PR #624, opened 2018-03-16
Adding guidance around hide_credentials

aaronhmiller:
Myself and a customer were confused about the nuances of hide_credentials, requiring an escalation. Added some doc that should help clarify this in the future.

### DIFF
--- a/app/plugins/basic-authentication.md
+++ b/app/plugins/basic-authentication.md
@@ -53,7 +53,7 @@ blacklist groups of users.
 form parameter                             | default | description
 ---                                        | ---     | ---
 `name`                                     |         | The name of the plugin to use, in this case: `basic-auth`
-`config.hide_credentials`<br>*optional*    | `false` | An optional boolean value telling the plugin to hide the credential to the upstream API server. It will be removed by Kong before proxying the request
+`config.hide_credentials`<br>*optional*    | `false` | An optional boolean value telling the plugin to hide the credentials from the upstream API service. If true, credentials will be removed by Kong before proxying the request, implying that a direct request of the upstream does not require basic auth. The auth burden is therefore moved into the plugin. If the upstream still requires basic auth, set `config.hide_credentials=false`
 `config.anonymous`<br>*optional*           | ``      | An optional string (consumer uuid) value to use as an "anonymous" consumer if authentication fails. If empty (default), the request will fail with an authentication failure `4xx`. Please note that this value must refer to the Consumer `id` attribute which is internal to Kong, and **not** its `custom_id`.
 
 ----
@@ -61,6 +61,8 @@ form parameter                             | default | description
 ## Usage
 
 In order to use the plugin, you first need to create a consumer to associate one or more credentials to. The Consumer represents a developer using the final upstream service.
+
+A note about `hide_credentials`: Setting it to `false` (the default) implies that the upstream service requires basic authentication. Setting it to `true` puts auth into Kong. Use cURL commands directly to the upstream to determine how to set this value.
 
 ### Create a Consumer
 


app/plugins/basic-authentication.md
```diff
@@ -53,7 +53,7 @@ blacklist groups of users.
 form parameter                             | default | description
 ---                                        | ---     | ---
 `name`                                     |         | The name of the plugin to use, in this case: `basic-auth`
-`config.hide_credentials`<br>*optional*    | `false` | An optional boolean value telling the plugin to hide the credential to the upstream API server. It will be removed by Kong before proxying the request
+`config.hide_credentials`<br>*optional*    | `false` | An optional boolean value telling the plugin to hide the credentials from the upstream API service. If true, credentials will be removed by Kong before proxying the request, implying that a direct request of the upstream does not require basic auth. The auth burden is therefore moved into the plugin. If the upstream still requires basic auth, set `config.hide_credentials=false`
```
thibaultcha: > the upstream API service

This is confusing. We make a particular effort in these docs to use the same terminology all the time (at least, when we catch such inconsistencies...).

We usually refer to the upstream as "the upstream service", or "your upstream service". 

> The auth burden is therefore moved into the plugin. If the upstream still requires basic auth, set `config.hide_credentials=false`

This part is confusing and seems unnecessary? The whole sentence is also really long.

How about:
```
An optional boolean value telling the plugin to hide the credentials from
the upstream service. If `true`, the plugin will strip the credentials from the
request (i.e., the `Authorization` header) before proxying it.
```

The fact that the "burden" is moved from the upstream service to Kong is... obvious? It is the point of this plugin.

app/plugins/basic-authentication.md
```diff
@@ -62,6 +62,8 @@ form parameter                             | default | description
 
 In order to use the plugin, you first need to create a consumer to associate one or more credentials to. The Consumer represents a developer using the final upstream service.
 
+A note about `hide_credentials`: Setting it to `false` (the default) implies that the upstream service requires basic authentication. Setting it to `true` puts auth into Kong. Use cURL commands directly to the upstream to determine how to set this value.
```
thibaultcha: Ditto, better remove this paragraph, it seems to only add confusion. Suddenly I am left wondering whether I should still have authentication in my upstream service, or not, or if Kong even solves this problem at all because this doc seems to suggest I should still have basic-auth upstream?

Additionally, the passing the credentials from Kong to the upstream service is unlikely to work, unless the upstream service shares Kong's Consumers and registered (or vice-versa). Really, this is just very confusing imho.

app/plugins/basic-authentication.md
aaronhmiller: Agreed. Fewer, more accurate words more clear. Thank you.

app/plugins/basic-authentication.md
aaronhmiller: I've removed it. However, the crux of what is confusing is that we allow hide_credentials to be set at all. It seems that the only reason to setup the plugin at all is if you do not have auth on the upstream. If you do (the hide_credentials=false setting) you shouldn't use the plugin in the first place. This also brings into question the default value, which given our discussion, should default to true.

thibaultcha: I definitely agree, `hide_credential` is a confusing (and maybe unnecessary) configuration value... Historically, authentication plugins would do nothing to strip away the credentials they matched (transparent proxy, etc...) until some users got confused or experienced strange behavior from their upstream trying to validate those Kong-specific credentials, and the possibility of stripping them away was added with this parameter, without changing the default to preserve backwards-compatibility (and because not much was given to it either, tbh). Nowadays it indeed seems like `true` should be the default albeit breaking the transparent proxy paradigm, but adhering to the API Gateway one.

thibaultcha:
Looks like this was moved to #625.

aaronhmiller:
Not sure if I'm following best Git practice, but I put PRs on 0.13.x-plugins and master branches because it looks like due to routes & services, merging between them will be very difficult.

thibaultcha:
Maybe, but it will be the job of whoever is doing the merge. Editing the same file in both branches will simple make this person's job more complicated since it will most likely create a conflict.

aaronhmiller:
I think I understand. I was trying to follow some of your earlier advice about having to apply changes to two branches, but I mistook that as being the responsibility of the committer. However, that seems to be the job of the merger/maintainer instead. As always, thank you for the patience and education.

..........

Try it - All of the data must be written out again, exactly as it stands.

Completed exercise -
PR #624, opened 2018-03-16
Adding guidance around hide_credentials

aaronhmiller:
Myself and a customer were confused about the nuances of hide_credentials, requiring an escalation. Added some doc that should help clarify this in the future.

### DIFF
--- a/app/plugins/basic-authentication.md
+++ b/app/plugins/basic-authentication.md
@@ -53,7 +53,7 @@ blacklist groups of users.
 form parameter                             | default | description
 ---                                        | ---     | ---
 `name`                                     |         | The name of the plugin to use, in this case: `basic-auth`
-`config.hide_credentials`<br>*optional*    | `false` | An optional boolean value telling the plugin to hide the credential to the upstream API server. It will be removed by Kong before proxying the request
+`config.hide_credentials`<br>*optional*    | `false` | An optional boolean value telling the plugin to hide the credentials from the upstream API service. If true, credentials will be removed by Kong before proxying the request, implying that a direct request of the upstream does not require basic auth. The auth burden is therefore moved into the plugin. If the upstream still requires basic auth, set `config.hide_credentials=false`
 `config.anonymous`<br>*optional*           | ``      | An optional string (consumer uuid) value to use as an "anonymous" consumer if authentication fails. If empty (default), the request will fail with an authentication failure `4xx`. Please note that this value must refer to the Consumer `id` attribute which is internal to Kong, and **not** its `custom_id`.
 
 ----
@@ -61,6 +61,8 @@ form parameter                             | default | description
 ## Usage
 
 In order to use the plugin, you first need to create a consumer to associate one or more credentials to. The Consumer represents a developer using the final upstream service.
+
+A note about `hide_credentials`: Setting it to `false` (the default) implies that the upstream service requires basic authentication. Setting it to `true` puts auth into Kong. Use cURL commands directly to the upstream to determine how to set this value.
 
 ### Create a Consumer
 


app/plugins/basic-authentication.md
```diff
@@ -53,7 +53,7 @@ blacklist groups of users.
 form parameter                             | default | description
 ---                                        | ---     | ---
 `name`                                     |         | The name of the plugin to use, in this case: `basic-auth`
-`config.hide_credentials`<br>*optional*    | `false` | An optional boolean value telling the plugin to hide the credential to the upstream API server. It will be removed by Kong before proxying the request
+`config.hide_credentials`<br>*optional*    | `false` | An optional boolean value telling the plugin to hide the credentials from the upstream API service. If true, credentials will be removed by Kong before proxying the request, implying that a direct request of the upstream does not require basic auth. The auth burden is therefore moved into the plugin. If the upstream still requires basic auth, set `config.hide_credentials=false`
```
thibaultcha: > the upstream API service

This is confusing. We make a particular effort in these docs to use the same terminology all the time (at least, when we catch such inconsistencies...).

We usually refer to the upstream as "the upstream service", or "your upstream service". 

> The auth burden is therefore moved into the plugin. If the upstream still requires basic auth, set `config.hide_credentials=false`

This part is confusing and seems unnecessary? The whole sentence is also really long.

How about:
```
An optional boolean value telling the plugin to hide the credentials from
the upstream service. If `true`, the plugin will strip the credentials from the
request (i.e., the `Authorization` header) before proxying it.
```

The fact that the "burden" is moved from the upstream service to Kong is... obvious? It is the point of this plugin.

app/plugins/basic-authentication.md
```diff
@@ -62,6 +62,8 @@ form parameter                             | default | description
 
 In order to use the plugin, you first need to create a consumer to associate one or more credentials to. The Consumer represents a developer using the final upstream service.
 
+A note about `hide_credentials`: Setting it to `false` (the default) implies that the upstream service requires basic authentication. Setting it to `true` puts auth into Kong. Use cURL commands directly to the upstream to determine how to set this value.
```
thibaultcha: Ditto, better remove this paragraph, it seems to only add confusion. Suddenly I am left wondering whether I should still have authentication in my upstream service, or not, or if Kong even solves this problem at all because this doc seems to suggest I should still have basic-auth upstream?

Additionally, the passing the credentials from Kong to the upstream service is unlikely to work, unless the upstream service shares Kong's Consumers and registered (or vice-versa). Really, this is just very confusing imho.

app/plugins/basic-authentication.md
aaronhmiller: Agreed. Fewer, more accurate words more clear. Thank you.

app/plugins/basic-authentication.md
aaronhmiller: I've removed it. However, the crux of what is confusing is that we allow hide_credentials to be set at all. It seems that the only reason to setup the plugin at all is if you do not have auth on the upstream. If you do (the hide_credentials=false setting) you shouldn't use the plugin in the first place. This also brings into question the default value, which given our discussion, should default to true.

thibaultcha: I definitely agree, `hide_credential` is a confusing (and maybe unnecessary) configuration value... Historically, authentication plugins would do nothing to strip away the credentials they matched (transparent proxy, etc...) until some users got confused or experienced strange behavior from their upstream trying to validate those Kong-specific credentials, and the possibility of stripping them away was added with this parameter, without changing the default to preserve backwards-compatibility (and because not much was given to it either, tbh). Nowadays it indeed seems like `true` should be the default albeit breaking the transparent proxy paradigm, but adhering to the API Gateway one.

thibaultcha:
Looks like this was moved to #625.

aaronhmiller:
Not sure if I'm following best Git practice, but I put PRs on 0.13.x-plugins and master branches because it looks like due to routes & services, merging between them will be very difficult.

thibaultcha:
Maybe, but it will be the job of whoever is doing the merge. Editing the same file in both branches will simple make this person's job more complicated since it will most likely create a conflict.

aaronhmiller:
I think I understand. I was trying to follow some of your earlier advice about having to apply changes to two branches, but I mistook that as being the responsibility of the committer. However, that seems to be the job of the merger/maintainer instead. As always, thank you for the patience and education.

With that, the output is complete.